Art New England March April 2017
Mark Wethli: Piper Cub; Sam Cady: Parts of the Whole
Center for Maine Contemporary Art • Rockland, ME • cmcanow.org • Through May 14, 2017 and May 21, 2017
By: Carl Little
Sam Cady, skylight with blue shadow, 1979, oil on shaped canvas, 22 x 48″.
The painter Sam Cady is renowned for his shaped canvases in which, to borrow from the title of this retrospective, parts of the whole are presented, often with trompe-l’oeil precision. The 34 pieces in this show, produced between 1970 and 2016, offer a wide-ranging selection of Cady’s cut-outs, from a construction trailer on Canal Street in New York City to a section of the Knife Edge trail atop Mount Katahdin in northern Maine.
Born in Boothbay Harbor in 1943 and a longtime resident of Friendship in the midcoast, Cady has taken a special interest in coastal motifs. Islands are among his favorite subjects, especially Sand and Little Sand, which lie between Hatchet Cove and Muscongus Bay. He presents them in profile or from a gull’s-eye angle, their edges cut to incorporate spruce trees and their reflections. The illusion is astonishing.

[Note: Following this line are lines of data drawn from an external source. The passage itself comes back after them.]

PR #29585, opened 2022-05-23
Change "finally" to "catch"

### LINKED ISSUE #29584: CA2000 "try/finally" should likely be "try/catch"
The page reads "To return a disposable object, the object must be constructed in a `try/finally` block outside of a using block."
I am assuming it should read `try/catch` instead of `try/finally`, as the disposable is returned from the method and as such should not be disposed yet?

---
#### Document Details

* ID: 80e2f8df-7039-c826-764e-88abefb6744b
* Version Independent ID: f75bace0-4c3a-5936-8e19-9e2334fd9848
* Content: [CA2000: Dispose objects before losing scope (code analysis) - .NET](https://docs.microsoft.com/en-us/dotnet/fundamentals/code-analysis/quality-rules/ca2000)
* Content Source: [docs/fundamentals/code-analysis/quality-rules/ca2000.md](https://github.com/dotnet/docs/blob/main/docs/fundamentals/code-analysis/quality-rules/ca2000.md)
* GitHub Login: @gewarren

davidwalschots:
## Summary

A disposable is returned from the method and as such shouldn't be disposed yet. A `Dispose` call within a `finally` block would always be executed, which is not what one would want in this situation. A `catch` block makes more sense.

Fixes #29584

### DIFF
--- a/docs/fundamentals/code-analysis/quality-rules/ca2000.md
+++ b/docs/fundamentals/code-analysis/quality-rules/ca2000.md
@@ -52,7 +52,7 @@ To fix a violation of this rule, call <xref:System.IDisposable.Dispose%2A> on th
 
 You can use the [`using` statement](../../../csharp/language-reference/keywords/using-statement.md) ([`Using`](../../../visual-basic/language-reference/statements/using-statement.md) in Visual Basic) to wrap objects that implement <xref:System.IDisposable>. Objects that are wrapped in this manner are automatically disposed at the end of the `using` block. However, the following situations should not or cannot be handled with a `using` statement:
 
-- To return a disposable object, the object must be constructed in a `try/finally` block outside of a `using` block.
+- To return a disposable object, the object must be constructed in a `try/catch` block outside of a `using` block.
 
 - Do not initialize members of a disposable object in the constructor of a `using` statement.
 


IEvangelist:
Hi @davidwalschots - did read through [Example 1](https://docs.microsoft.com/dotnet/fundamentals/code-analysis/quality-rules/ca2000#example-1)? It explicitly states the reason why to use `try/finally` and not `catch`. I think that this is accurate, and changing the text would make this incorrect.

davidwalschots:
@IEvangelist I see. I didn't see the connection between the two, but now I understand it. Maybe adding a reference from the example to the bullet point would make this clearer. 

Reading the example, I am not sure why I'd go for `finally` over `catch`. To explain why, I'll quickly guide you through why I expected `catch`.

I ran into the following (simplified) example in a code base which triggered CA2000 (in .NET 4.8/C# 7.3):
```csharp
public HttpResponseMessage Foo(Bar[] someArray)
{
    var response = new HttpResponseMessage(HttpStatusCode.OK);
    response.Content = new ByteArrayContent(someArray);

    return response;
}
```
After making the following change it no longer triggers CA2000:
```csharp
public HttpResponseMessage Foo(Bar[] someArray)
{
    var response = new HttpResponseMessage(HttpStatusCode.OK);
    try
    {
        response.Content = new ByteArrayContent(someArray);

        return response;
    }
    catch
    {
        response.Dispose();
        throw;
    }
}
```
Applying the same pattern to the example, I would expect this to be equivalent:
```csharp
public SerialPort OpenPort2(string portName)
{
   SerialPort port = new SerialPort(portName);
   try
   {
      port.Open();
      SomeMethod();
      // Add any other methods above this line

      return port;
   }
   catch
   {
      port.Close();
      //   ^^^^^ Interestingly enough Close is called instead of Dispose. 
      //         While the internals of SerialPort might itself also just
      //         call Close, this does feel like a leaky abstraction and
      //         might not be the best example.
      throw;
   }
}
```
I'm not really seeing why I'd pick the `finally` version over the `catch` version. There might be valid reasons for it, in which case I'd be very interested in understanding the reasoning.

I'm not sure, but the following text seems to only explain the difference between `OpenPort1` and `OpenPort2`, not an actual reason for using `finally` vs `catch`:
> If you're implementing a method that returns a disposable object, use a try/finally block without a catch block to make sure that the object is disposed. By using a try/finally block, you allow exceptions to be raised at the fault point and make sure that object is disposed.

Lastly, note that the following text seems incorrect, due to the method throwing an exception. In other words: while `port` is indeed `null`, it is no longer returned due to the exception throw within `try` bubbling up.
> The returned port object will contain the opened SerialPort object if the operations of the method succeeded, or it will be null if an operation failed.

GeeLaw:
`catch`ing and re`throw`ing is different from just doing a `finally`:

- Due to the two-pass exception handling model of CLR, the universal `catch` will prevent any exception filters lower down from examining the state when the exception is first `throw`n (they could get a chance to examine the state after this universal `catch` is done re`throw`ing).
- `catch`ing and re`throw`ing is presumably less efficient than a simple `finally`.
- Semantically, `catch`ing means there's a high chance for the exception to be handled, which is not the case here. The `finally` block spells whatever clean-up that must be done.

In the case of clean-up, a simple `finally` is an idiom and preferred over `catch`ing and re`throw`ing.

The first point can be demonstrated with the following program:

```csharp
using System;

namespace Example
{
    internal class Program
    {
        static int value = 0;

        static void UseTryFinally()
        {
            value = 0;
            try
            {
                try
                {
                    value = 5;
                    throw new Exception();
                }
                finally
                {
                    Console.WriteLine("UseTryFinally: inner finally, value = {0}.", value);
                    value = 0;
                }
            }
            catch when (value == 5)
            {
                Console.WriteLine("UseTryFinally: outer catch when (value == 5), value = {0}.", value);
            }
            catch when (value != 5)
            {
                Console.WriteLine("UseTryFinally: outer catch when (value != 5), value = {0}.", value);
            }
        }

        static void UseTryCatchRethrow()
        {
            value = 0;
            try
            {
                try
                {
                    value = 5;
                    throw new Exception();
                }
                catch
                {
                    Console.WriteLine("UseTryCatchRethrow: inner catch-rethrow, value = {0}.", value);
                    value = 0;
                    throw;
                }
            }
            catch when (value == 5)
            {
                Console.WriteLine("UseTryCatchRethrow: outer catch when (value == 5), value = {0}.", value);
            }
            catch when (value != 5)
            {
                Console.WriteLine("UseTryCatchRethrow: outer catch when (value != 5), value = {0}.", value);
            }
        }

        static void Main()
        {
            UseTryFinally();
            UseTryCatchRethrow();
        }
    }
}
```

The output is

```text
UseTryFinally: inner finally, value = 5.
UseTryFinally: outer catch when (value == 5), value = 0.
UseTryCatchRethrow: inner catch-rethrow, value = 5.
UseTryCatchRethrow: outer catch when (value != 5), value = 0.
```

Note how the outer handler is different in the two cases.

davidwalschots:
@GeeLaw thank you for your detailed explanation. I wasn't yet aware of the two-pass exception handling model of the CLR. After reading more about it and looking through your example I understand the reasoning. In itself using `finally` does make a lot of sense as "finally" reads better semantically. 

It's quite likely I'm not the only one who would just use `catch` here to reduce the amount of code, as I'm sure many devs are unaware of the two-pass exception handling semantics. It might be a good idea to link from the CA2000 page to a page explaining the two-pass model and semantics, such that not only guidance is given, but devs can also gain deeper understanding of the underlying reasoning.

I'll close this PR now.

The show also features a group of Cady’s urban images. As a teacher in the MFA program at the School of Visual Arts in New York City for 25 years, he had the opportunity to study and render the Big Apple in what might be called a synecdochical manner. Two urban towers, midtown Manhattan, 1998, is a dramatic skyward view of shimmering buildings cutting into the sky like a trapezoidal wedge of glass.
Skylight with blue shadow and stairwell roof house, N.Y.C., both from 1979, bring to mind some of Lois Dodd’s city scenes. Like Dodd, Cady is a tonalist when it comes to color, for the most part preferring a quiet palette. Form, space and chiaroscuro guide his aesthetic.
Occasionally Cady will focus on a single object. F Admiration with center button (husband), 1974, a self-standing reproduction of a green upholstered pillow, recalls some of the witty frescos of his contemporary Barbara Sullivan. In several pieces he captures the svelte lines of boats: a dory tipped up on its keel, a single scull that Eakins would have admired for its precision contours.
The exhibition includes a few traditional rectangular paintings, including a New Mexico landscape and a view of a storm at dusk as seen from an airplane window. While appealing, the pieces, through no fault of their own, lack the edgy dynamic of their neighbors. An exception is loading up on the Mississippi at New Orleans, 2015, a small rendering of industrial dock activity worthy of Charles Sheeler.
One of Cady’s earliest pieces in the show, balsa model plane under construction, fuselage, 1974, makes a nice segue to Mark Wethli’s near-concurrent installation, Piper Cub, a full-scale replica of a Piper J-3 aircraft made from pine, birch plywood and aircraft parts. The plane, which was previously displayed at the Coleman Burke Gallery in Brunswick, ME, in 2007, was reassembled for this showing.
Mark Wethli, Piper Cub, 2007, pine, birch
plywood, and aircraft parts, 35 x 22 x 7′. Private collection.
Oldenburgian but without the humor, Piper Cub is a hybrid: an outsize model airplane doubling as a sculpture. The aircraft is mostly seethrough; its warm, yellow wood wings, struts, engine and propeller set on black rubber wheels. The piece has personal significance: Wethli’s pilot father restored a Piper Cub by hand when the artist was a young boy; he also helped his son fabricate the one on view.
Since moving to Rockland in July, the Center for Maine Contemporary Art has returned to offering exhibitions year-round (it had shifted to a seasonal schedule at its former quarters in Rockport in 2009). The new CMCA space provides more room and bigger walls, making it the ideal venue to present the Cady and Wethli works.